* PROBLEM DETAILS
Print every line of the listing below, starting with the line that holds "words name a" and going on through the line that holds "concluded its gotchas", both included, and print nothing else.

* ENTRIES SUPPLIED
Start of Block
PR #481, opened 2026-08-14
feat(handoff): "belongs in a skill" was a disposal, not a route — the lesson died there

ZacxDev:
The handoff index step has exactly one output: append to the index, or don't. The skill's own
words name a skill file as *"a legitimate alternative home"* — but **only as a reason to
decline**, and nothing routes the lesson there. So a *correct* decline discharges the
obligation, and the knowledge ends its life as prose in a transcript — the medium this store
exists to outlive.

## The incident

A session declined both windows correctly (`looked-at-nothing`: 0 paths under cwd, 15 outside —
worktree isolation working as designed; `no-match` on one `claudedocs/` path), correctly
concluded its gotchas belonged in a skill, named `.claude/skills/pyroscope/SKILL.md`, and
stopped.

**That skill does not exist.** `obs-read` already owns Pyroscope, in its description — so acting
on the note later would have created a duplicate skill and split the domain. The gotcha it
carried (Pyroscope's `max_query_length: 1d`) was recorded nowhere.

Verified before building anything: zero matches for `unfiled|debt|file it|follow-up|carry
forward` in the handoff skill. No step existed.

The incentive was backwards too — declining costs one sentence; filing costs finding the owning
skill, writing under the always-on listing budget, and `git add`ing a file the flake otherwise
silently omits. **The cheap path was the lossy one.**

## The fix

The `ROUTE OUT` block already fires on exactly the two dead ends where this happens. It gains a
`SKILL HOMES` half, and step 4 gains the rule that "belongs in a skill" must finish **in the same
turn**, under the same one-diff / y-N gate as the index write.

```
SKILL HOMES — if the lesson is a durable ops-gotcha rather than a subsystem, the index
is the wrong home and a skill is the right one.
    claude/skills/obs-read/SKILL.md   (matched 'pyroscope')
    claude/skills/activity/SKILL.md   (matched 'homelab')
  🔴 Derived from path stems + the scope — NOT from what the session was ABOUT, which
  this tool cannot see. An empty result is not 'no skill owns this'. Search YOUR term:
    grep -ril '<your-term>' ~/.claude/skills/*/SKILL.md
  Edit the REPO source (`claude/skills/…`), never `~/.claude/…` — that is a read-only
  store symlink. A NEW file must be `git add`ed or the flake silently omits it. If
  nothing owns it, say so as an UNFILED item, with the term you searched.
```

**It cannot know the domain and must not pretend to.** The term came from what the session was
*doing*, which need not appear in any path it touched. So the block does two clearly-labelled
things: matches terms it can actually derive, and hands over the exact search for the term only
the agent has. A miss says *"no skill matched a derivable term"*, never *"no skill owns this"* —
a silent miss would discharge the duty exactly like the incident did.

## Two design points the smoke test forced — both had already broken it

- **Whole path, not basename.** The first draft tokenised `os.path.basename`, discarding every
  **directory** component — where the domain lives. On the very case this exists for,
  `src/pyroscope/query.go` yielded only `query`: the right answer wasn't ranked low, it was
  **absent from the candidate terms**.
- **Ranked by term specificity.** Unranked, the real lead drowns — on the live catalogue a path
  carrying `pyroscope` also yields `query` and `homelab`, matching 2 skills each, so `obs-read`
  came out **fourth** and a cap of 4 was one generic term from hiding it. On a breadth **tie**
  the longer term wins: measured, plain alphabetical ordering put `mailbox` above `obs-read` on
  a coin flip.

Matching is **name + description only, never the body** — the description *is* the routing
surface (it's what the always-on listing carries), and matching bodies returns half the
catalogue for a common word.

## Tests

8 new. Mutation battery of 7 semantic mutants, **all killed** — each verified to have *applied*
(one earlier anchor silently missed after a refactor, and its green was discarded rather than
reported):

| mutant | result |
|---|---|
| basename-only tokeniser | RED |
| ranking dropped, alphabetical only | RED |
| haystack widened to the body | RED — *survived until a test was written for it* |
| miss renders silently | RED |
| fallback `grep` command dropped | RED |
| absent root raises instead of degrading | RED |
| catalogue returns `()` though populated | RED (positive control: it is wired to something) |

Degrades rather than dies: an absent skills root is ordinary, and a malformed `SKILL.md` is
skipped rather than taking the dead-end report down — the same rule the reader learned from a
wrapped `aliases:`.

## Gate

`nix build .#checks.x86_64-linux.pytests` → `TOTAL collected=9866 passed=9865 skipped=1 failed=0`
· `RESULT: PASS`. Read from the log content, not an exit code.


ZacxDev:
## Audit: both 🔴s were real, and the first is the sharpest finding of the series

**The feature could ship inert.** Both production call sites of `render_skill_homes` in
`render_text()` had zero coverage — the auditor deleted them and the suite stayed green (578
passed). Every one of my 8 tests called the helper directly with an injected root, so a 7-mutant
battery proved the *computation* and nothing about whether it is ever *reached*.

The lesson was already written down **eight lines away**. `render_route_out`'s own seam test
says: *"a block added to one exit and not the other is exactly the shape that leaves the
commonest path uncovered."* I added the block to both exits and asserted neither.

Same shape twice: the entire `handoff/SKILL.md` paragraph could be deleted green, in a repo that
already has `HANDOFF_SENTENCES` for precisely that.

**Fixed in `b130ea7`**, using conventions this file already had — three seam tests (both dead
ends + a negative control that a RESOLVED run stays silent, without which always-print would
pass) and one `HANDOFF_SENTENCES` row. Mutation-verified against the auditor's own kills:

| mutant | before | after |
|---|---|---|
| delete BOTH call sites | 578 passed | **2 failed** |
| delete ONE (the `looked-at-nothing` exit) | green | **1 failed** |
| delete the SKILL.md paragraph | 999 passed | **1 failed** at the sentence pin |

🔴 My negative control initially **skipped itself** when the fixture didn't resolve. A test that
skips is worse than no test — it reports safety while checking nothing. It now uses the same
resolving paths as its sibling and asserts the precondition.

## The other findings, each verified before acting

- **`skill_catalogue` walked the tree outside its `try`.** `iterdir`/`is_dir`/`is_file` raise
  `PermissionError` on an unreadable skill dir, and the `if not root.is_dir()` pre-check is
  TOCTOU against a concurrent `home-manager switch`. `main` renders *outside* its `TouchError`
  handler, so either escape surfaced as a traceback and the dead-end report — the thing the
  protocol keys on — never printed at all. This helper is an **extra**; it must never be why the
  report fails.
- **`render_text`'s "Deterministic: same report in, same bytes out" became false** the moment
  this read host state. Now scoped to reality, including the two-tier fact you measured:
  `flake.nix` exports `HOME=$TMPDIR/home` and nothing creates `.claude/skills` there, so **CI
  always renders the empty branch and a dev host always renders rows**. Never assert on those
  rows without injecting `skills_root`.
- **The ranking figures were wrong** — `query` and `homelab` match **4** and **3**, not "2 each".
  Conclusion survives, figure didn't.
- Type annotation said 3-tuple where the code appends a 4-tuple.

## 🟢 7 was the most valuable finding

The scope is a per-repo **constant**, so folding it in with path terms put the same skills in the
cap on every dead end — `devrc-dx` + `i3` taking two of four slots every time, hiding `repo-cos`
and demoting `bar` to third. Boilerplate is exactly the failure this block exists to avoid.

Path-derived hits now rank first, scope hits fill only the remainder, and a `looked-at-nothing`
run (0 paths → no signal at all) prints the search command rather than a constant that reads as
an answer.

Two of my own defects surfaced while fixing that, both caught by tests: the no-signal branch
keyed on the **terms** being empty rather than the **paths** (so `a/b.py` printed "no paths were
examined", which is false), and gating only the *message* still emitted scope rows with zero
paths — falsifying the docstring I'd just written.

Plus one more the live catalogue forced: **a skill named for a compound owns the compound.**
Splitting hyphens away left `scripts/repo-cos/scan.py` yielding only `repo` + `scan`, so
`repo-cos` matched the generic `scan` and ranked fourth. Whole components are candidate terms
now — but only when a piece survives the stoplist, since admitting `test_index` put back exactly
the noise the stoplist removes.

**All three displacement cases now rank the right skill first:**

```
scripts/repo-cos/scan.py -> repo-cos  ('repo-cos')
scripts/bar-status-poll  -> bar       ('bar-status-poll')
src/pyroscope/q.go       -> obs-read  ('pyroscope')
(no paths)               -> no rows
```

## Gate

`TOTAL collected=9874 passed=9873 skipped=1 failed=0` · `RESULT: PASS`, read from `nix log`
content. Not taken as sufficient on its own — that was the whole lesson here.

ZacxDev:
## Delta re-audit: the seam guard was **spelled**, not structural

The previous round closed the seam against **deletion** and left it open to **corruption** —
the RULES hazard *"a structural check type-checks past a wrong argument."*

Both new assertions matched strings in the block's **static header/footer**, which print in
every branch. Measured: changing both call sites to `render_skill_homes([], report.scope)` left
the suite **green at 586** while the feature degraded to printing a *false*
`(no paths were examined…)` on every dead end. Passing `""` for the scope was green too. The
guard held the block's *existence* and nothing about its *arguments*.

### Fixed structurally, not by adding another word to match

Neither call site threads `skills_root`, so a content assertion was impossible until the
catalogue is injected. The new test patches `SKILLS_ROOT_DEFAULT` and plants two skills with
pairwise-distinct domains — one reachable **only** from a path term, one **only** from the scope
term — so dropping either argument removes exactly one row.

| mutant | before | after |
|---|---|---|
| drop the PATHS at both call sites | **GREEN** | RED (2 tests) |
| drop the SCOPE at both call sites | **GREEN** | RED |
| delete the scope-FILL entirely | **GREEN** | RED |
| min-term-length floor 4 → 1 | **GREEN** | RED (single site now) |
| revert degrade to dropping the skill | — | RED |
| gut the SKILL.md paragraph to its headline | **GREEN** | RED |

Two traps hit while writing that test, both of which would have made it pass for the wrong
reason: two paths under one directory **cluster into a nomination**, which is not a dead end, so
the block correctly didn't render; and mutating `scope` on the frozen report tests a state the
tool never emits. It now uses the fixture's own scope, paths in different directories, and
asserts the status it depends on.

### The rest, each verified before acting

- **The floor predicate was written twice and the second copy was dead by construction** — a
  compound only reaches it once a piece has passed the floor, so it's ≥4 chars and contains a
  separator, hence never stoplisted and never a digit. Deleting it outright stayed green. One
  copy now.
- **The degrade handler was reached zero times by 586 tests** — the "malformed" fixture parses
  cleanly. Worse, the previous round silently changed its semantics from *keep name-only* to
  `continue`, which **drops** the skill, while the comment still said "degrade-don't-die". A
  skill's name is normally the most specific term available, so a broken `pyroscope/SKILL.md`
  would stop being findable by the word `pyroscope` precisely when it's broken. Restored, and
  pinned with a test that reaches the handler for real (an unreadable `SKILL.md`).
- **The protocol pin held one clause of a 1513-char paragraph.** Gutting it to 100 chars stayed
  green, silently taking the doc's only mention of `SKILL HOMES`, the fallback search, and the
  `UNFILED` instruction. Two more rows.
- **Two more wrong breadth figures** — the same class the previous round was fixing. `scan` is
  breadth **4**, not 3 (module *and* test docstring), and an inserted word *"other"* made
  FOUR/THREE an overcount. Re-measured on the live catalogue.

### Not changed, recorded

The exact-skill-**name** match isn't privileged over a same-breadth description match
(`scripts/clawgate/deploy.sh` → `bar` first, `clawgate` second on the alphabetical tie-break).
Pre-existing, and the class-level number is the real story: the owning skill ranks first in
**27/34** at this head versus **17/34** before the ranking work.

### Gate, both tiers

`pytests` → `TOTAL collected=9878 passed=9877 skipped=1 failed=0` · `RESULT: PASS`.
`nodetests` → `tests=1116 pass=1116 fail=0` · `RESULT: PASS`. Read from `nix log` content.

ZacxDev:
## Delta re-audit round 3: **no 🔴, no guard defects, no behavioural change**

Three claim-accuracy findings, two of them mine and both in the class this PR exists to fix.
Fixed in `bb108c9`.

### My previous commit message was false

It said the wrong breadth figure was corrected *"in the module AND the test docstring"*. **Only
the test moved.** The module's copy is **line-wrapped** — `matched on the generic\n# \`scan\`
(breadth 3)` — so the one-line replace matched nothing, reported success, and I wrote the claim
from the *intent* rather than the *result*. That is precisely the "a comment is a claim too"
failure, committed while fixing one. It also self-contradicted: *"(breadth 3) … behind three
scan-ish skills"* needs 4. Re-measured: `scan` → `adoption-scan`, `initiative-scan`,
`initiatives`, `repo-cos`.

And the fix for the previous round's overcount introduced a **new** wrong figure — *"three
others and two others respectively"*; `homelab` matches `activity`, `mailbox`, `tekton`, none of
them the subject, so three others, not two. The derived count has now been wrong in **three
consecutive drafts**, so it's gone: the comment states **totals only** (FOUR and THREE), which
are directly measurable and were never wrong.

### The protocol pin cannot do what widening it implied — and now says so

Going from one row to five did **not** stop gutting. Measured: a rewrite keeping all five
substrings and deleting everything else takes the paragraph **1513 → 119 chars and stays green**.
A substring pin is satisfied by its substrings, always — it catches **deletion** of a named
instruction and **drift** in its wording, not a rewrite that keeps the words.

A minimum-length gate would close that and false-fail every legitimate edit, which is how a gate
gets clicked through. So the limit is **recorded** rather than papered over, two more rows cover
the instructions that were still unnamed (the `grep -ril` fallback and the `git add` deploy
rule), and the realistic failure is verified caught — changing `grep -ril` to `grep -il` goes red.

### Two more of mine

- The structural seam test's docstring stated the **wrong mechanism**: dropping the PATHS removes
  **both** rows, not one (the scope fill is gated on `paths`, so the block flips to its no-signal
  branch). The test killed both mutants; the explanation was wrong.
- It asserted bare `pathside`/`scopeside`, which also appear in the interpolated tmp root inside
  the fallback `grep` line. Now asserts the full `claude/skills/<name>/SKILL.md` row.

### Recorded, not changed

The `looked-at-nothing` call site has no argument-level guard — mutating it alone stays green —
because `looked-at-nothing` is set iff `not source.paths`, so both of its arguments are
behaviourally inert there.

### Worth keeping from the audit's own work

`_terms_from` at `ceb0161` vs `40b950a`: **0 divergences over 200,708 cases** (adversarial +
fuzz), with a positive control (floor 4→5) showing 272 — so removing the duplicate predicate
provably changed nothing. And the degrade handler went from **0 hits across 586 tests** to **2**,
counter positive-controlled.

One correction to my earlier comment: the **27/34 vs 17/34** ranking figure I quoted came from the
*first* audit's report and exists only in this PR's comment thread — it is not in any commit
message or in the tree, so treat it as a measurement of that moment, not a pinned claim.

### Gate, both tiers

`pytests` → `TOTAL collected=9880 passed=9879 skipped=1 failed=0` · `RESULT: PASS`.
`nodetests` → `tests=1116 pass=1116 fail=0` · `RESULT: PASS`. Read from `nix log` content.

PR #485, opened 2026-08-15
feat(handoff): a subsystem with no FILE FOOTPRINT was invisible to every window

ZacxDev:
The store is **path-addressed end to end**: all four windows produce file paths,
End of Block
* SOLUTION
words name a skill file as *"a legitimate alternative home"* — but **only as a reason to
decline**, and nothing routes the lesson there. So a *correct* decline discharges the
obligation, and the knowledge ends its life as prose in a transcript — the medium this store
exists to outlive.

## The incident

A session declined both windows correctly (`looked-at-nothing`: 0 paths under cwd, 15 outside —
worktree isolation working as designed; `no-match` on one `claudedocs/` path), correctly
concluded its gotchas belonged in a skill, named `.claude/skills/pyroscope/SKILL.md`, and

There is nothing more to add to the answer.